Task directions: Please set down the entire listing exactly.

Records for the task:
PR #4870, opened 2026-04-21
Return protocol error if trying to put duplicate roles on a surface

robert-ancell:


AlanGriffiths (approved):
Makes sense. I guess it is _possible_ some misbehaving clients could be affected, but we'll find that out sooner by landing.

PR #4872, opened 2026-04-21
Validate WlSurface buffer scale

robert-ancell:


RAOF (approved):
We should work out whether we're going to be *always* using `BOOST_THROW_EXCEPTION`, or where we should be using a raw `throw`, but this is mirroring the existing code, so 👍

RAOF:
Likewise, any chance of a WLCS test? :stuck_out_tongue:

Your solution:
PR #4870, opened 2026-04-21
Return protocol error if trying to put duplicate roles on a surface

robert-ancell:


AlanGriffiths (approved):
Makes sense. I guess it is _possible_ some misbehaving clients could be affected, but we'll find that out sooner by landing.

PR #4872, opened 2026-04-21
Validate WlSurface buffer scale

robert-ancell:


RAOF (approved):
We should work out whether we're going to be *always* using `BOOST_THROW_EXCEPTION`, or where we should be using a raw `throw`, but this is mirroring the existing code, so 👍

RAOF:
Likewise, any chance of a WLCS test? :stuck_out_tongue:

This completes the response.